WORK ITEM | Tally the lines of the data below that contain the string "ones". Give the tally and nothing else.

INPUT FOR THIS TASK |
PR #111, opened 2021-01-26
Peano Arithmetic, Binary ZF, Binary FOL

dominik-kirst:
This PR contains the following problems shown undecidable:
- Semantic Tarski entailment and intuitionistic natural deduction in Peano arithmetic (`FOL/PA.v`), contributed by Marc Hermes (@Lereau)
- An alternate formulation of Diophantine equations without parameters (`H10/H10p.v`) as a simpler starting point for PA
- ZF over the binary signature containing only membership (`FOL/binZF.v`), similar to the already merged formulation with membership and equality (`FOL/minZF.v`)
- Validity and intuitionistic provability in FOL over the binary signature (`FOL/binFOL.v`) using the finite fragment of binary ZF

Moreover, the assumptions for the undecidability of ZF problems have been refined as mentioned in previous discussions:
- Extensional validity in the fragment axiomatisations only requires extensionality of classes (`CE`), before it used unique choice on equivalence classes (`TD`)
- Deduction in the fragment axiomatisations is completely free of assumptions
- An intensional version of validity is given, for which the undecidability proofs are also free of assumptions


mrhaandi (changes requested):
My main issue is again the content of `_undec.v` files for which their agreed upon, uniform purpose is to contain exactly the `undecidable PROBLEM` theorems.
Now looking (among others) at `H10p_undec.v` we have some
- `Definition embed_poly ...`
- `Lemma embed_env_eval ...`
- `Theorem H10_H10p : H10 ⪯ H10p_SAT.`

all of which do not belong there. In fact, the last point is a reduction, which should go into a `Reductions` folder. Also, the agreed upon uniform naming for such a theorem would not be `H10_H10p`, but rather `reduction` in the file `H10_to_H10p_SAT.v`.
For comparison, see `PCP/PCP_undec.v` and `PCP/Reductions.v`.
One of the reasons to put atomic `X ⪯ Y` theorems in individual files is (besides uniform organization) not to require `X ⪯ Z` theorems, if all such things were put into one `_undec.v` file as currently the case in e.g. `binFOL_undec.v`.

DmxLarchey:
The way I read it is `H10p` is just a reformulation of `H10` over `nat` for variables instead of `Fin n` (also called `pos n`), `n` being the bound on the number of variables, an extra input value for the description of the problem. I.e. `H10` is _already a parameter-free formulation_ of Hilbert tenth problem.

dominik-kirst:
@DmxLarchey To me it looks like that `H10_Problem` still uses the full syntax of `dio_polynomial` instantiated for the empty parameter type, leaving a dead constructor. This is of course fine but I wanted to provide Marc with the more direct variant as a starting point for his master's thesis and I think the new formulation is the slightly more natural seed problem. If you think this is too redundant, I'm happy to eliminate it from the PR.

dominik-kirst:
@mrhaandi I'll change `H10p_undec.v` with the next commit, I just thought the reduction is short enough to be included in the same file.

The placement of reduction theorems was probably a misunderstanding, in the discussion on my last PR I understood (apparently wrongly) that they should go to the `_undec.v` files. Marc already moved them in the case of PA and I'm fine with that. In the case of ZF I'm not so sure since the reductions depend on assumptions and I feel that the refinement of these assumptions should be made in a central file, otherwise all reduction files depend on the model constructions.

DmxLarchey:
> you think this is too redundant

No no that was not my point. My point was that in your presentation of this PR, you sounded like there was _no parameter free_ version of `H10`. I am perfectly fine with multiple "equivalent" formulations of a given problem to fit the need of flexibility in the search for a convenient seed, whatever "equivalent" means here.

So may be you just replace 

- Diophantine equations without parameters (`H10/H10p.v`) as a simpler starting point for PA 

with 

- An alternate formulation of Diophantine equations without parameters (`H10/H10p.v`) as a simpler starting point for PA.

dominik-kirst:
@DmxLarchey Oh I see, I've changed the PR description as you suggested. I'll also add a respective comment in the `H10/H10p.v` file.

dominik-kirst:
@mrhaandi and @DmxLarchey I've just changed the H10p reduction according to your feedback.

yforster:
> In the case of ZF I'm not so sure since the reductions depend on assumptions and I feel that the refinement of these assumptions should be made in a central file, otherwise all reduction files depend on the model constructions.

I don't understand this point. If the reduction theorems depend on models, for sure the reduction files will depend on files constructing the models. Why would this be a problem?

mrhaandi (approved):

yforster (approved):
That looks very good, with the standard "but":

Please update the README (add the new problems and reductions, and also add Marc to the contributors)

DmxLarchey:
Some random suggestions for improvements:

- May I suggest introducing notations for vectors like eg `x##y##ø` ? This would make the other definitions of notations in `ZF.v` much easier to read. 
- Also use `_` for explicit arguments that can be deduced from later ones eg `ZF_func_sig`.
- Is this comment `(* Formulas have falsity as fixed constant -- we could parametrise against this in principle *)` in `Syntax.v` still relevant ? It seems to me that paramerization has been implemented ?
- In `FullTarski.v` which seems to be about semantics, convenient syntax for FOL is also defined? I would rather see that in `Syntax.v` ? Also, the convenient syntax is not used in the definition of `Fixpoint sat {ff : falsity_flag} (rho : env) (phi : form) : Prop := ...`

DmxLarchey:
Concerning `CE` which is postulated for the semantic undecidability results, it is still a property of the type `Acz`, actually the predicates over `Acz` which is a very large type. Hence, it does not only postulate that there exists some model of ZF but that a particular type is actually enough to build a model of ZF. Am I right ? I still find this assumption very strong.

dominik-kirst:
Thanks @DmxLarchey, that's really helpful! :)

> * May I suggest introducing notations for vectors like eg `x##y##ø` ? This would make the other definitions of notations in `ZF.v` much easier to read.

I could import `VectorNotations` as in `PA.v` if you think they are sufficient.

> * Also use `_` for explicit arguments that can be deduced from later ones eg `ZF_func_sig`.

I did this at some point but then for using the notations in concrete formulas broke.

> * Is this comment `(* Formulas have falsity as fixed constant -- we could parametrise against this in principle *)` in `Syntax.v` still relevant ? It seems to me that paramerization has been implemented ?

You're right, I'll delete it.

> * In `FullTarski.v` which seems to be about semantics, convenient syntax for FOL is also defined? I would rather see that in `Syntax.v` ? Also, the convenient syntax is not used in the definition of `Fixpoint sat {ff : falsity_flag} (rho : env) (phi : form) : Prop := ...`

It's also the operator instance before the notations, I'll se if I can move all instances to the `Syntax.v` file. I can use the notations in `sat` if you prefer.

> * In particular, I do not see a reason for semantics to be required for the definition of _deduction_ predicates based on `prv`.

Agreed.

> * In the notation `Notation "A ⊢ phi" := (prv A phi) (at level 55).` I do not see how Coq is able to guess the `pierce` implicit argument. The `falsity_flag` comes from `A` but for `pierce` I have no clue.

This notations only works in a section with an assumed instance of pierce or if a priority for the two instances is set.

> * What would be required for undecidability of deduction for classical ZF?

The easy way would be LEM, then the deduction system can be shown sound for the standard model. It could also be an A-translation as in the CPP'19 paper suffices to show that if the classical system deduces the solvability, then so does the intuitionistic system. In general, classical deduction is conservative over intuitionistic deduction for all formulas asserting a translated computation to terminate, at least the reduction used in PA has this form.

> * Also _deduction_ is too general to me here. I think you should call it _natural deduction_. One could also consider a Hilbert style proof system instead of _natural deduction_ or any other equivalent proof system?

Will change the PR description. Of course any sound proof system strong enough to derive the reduction formula would work. Since this really needs to be done deeply in the system, ND is just the most convenient formulation.

> * If needed, could a primitive negation operator be defined as a `quantop` ? The identification `~ A = A -> False` is not necessarily obvious in FOL context.

I think reusing quantop for negation wouldn't work since then substitution would treat it as a quantifier. It could of course be introduced as a unary operation, but to my understanding the identification as `A -> False` is fairly standard and therefore was already used in our previous FOL papers.

dominik-kirst:
> Hence, it does not only postulate that there exists some model of ZF but that a particular type is actually enough to build a model of ZF. Am I right ?

Right, therefore the undecidability theorems are mostly formulated in 2 variants, 1 requiring the existence of a model and 1 just assuming CE and using the model construction. Also note that CE does not suffice to prove replacement, for full ZF the description axiom TD seems necessary.

> I still find this assumption very strong. I understand that `CE` is stronger that `PropExt`. Is it equivalent to the following?
> 
> ```
> forall X (P Q : X -> Prop), (forall x, P x <-> Q x) -> P = Q
> ```

It certainly follows from general extensionality of classes that you've formulated (which in turn follows from functionan and propositional extensionality). I don't think that it's equivalent, not every predicate can be encoded as a predicate on well-founded trees, at least in the absence of axioms maximising the `Acz` type.

> Undecidability of _natural deduction_ results are much better behaved. Maybe I repeat myself but assuming external axioms is not harmless to the synthetic method IMHO.
> 
> _Could it be possible to build a non-extensional model of ZF?_ Obviously w/o assuming `CE` but then you would have an explicit class equivalence predicate instead of equality ?

This is exactly done for the intensional problems, for instance `entailment_ZFeq'` in `ZF.v` and the intensional model could even be used for Z additionally assuming separation. The problems for natural deduction behave exactly the same since one direction is via soundness in the standard model, I've just directly used the intensional model since the equality axioms are already assumed for the deductive problems.

So yes, sacrificing extensionality admits models up to Z. If you want to go further to ZF instead of the more predicative CZF, I think there's no way around extending Coq's type theory, both for deductive and semantic problems. On the other hand, if you go further below Z, for instance by eliminating infinity as I think should be possible, you can even use the extensionalised HF model. In total I would vote to keep both intensional and extensional reductions in the library, the former for the more instructive explanation without setoid issues, the latter for the more economical result.

DmxLarchey:
Another question @dominik-kirst. Did you consider the _regularity axiom_ which is a classical formulation of the well-foundedness of membership? 

After a quick try, I can show that `Ain` is constructivelly  `wellfounded` (ie `forall s, Acc Ain s`) but do you think that the regularity axiom holds in the `Acz` model ?

dominik-kirst:
Regularity is usually equivalent to LEM, so it shouldn't be provable for `Ain`. In first-order set theory one would have to adopt a scheme of epsilon-induction for every first-order predicate to ensure well-foundedness without enforcing classical logic. This is discussed in Myhill's initial attempt to define intuitionistic set theory.

DmxLarchey:
Well modulo the small updates discussed above that I guess @dominik-kirst is going to integrate into this PR, I do approve it.

DmxLarchey (approved):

ANSWER TO THIS PROBLEM | 2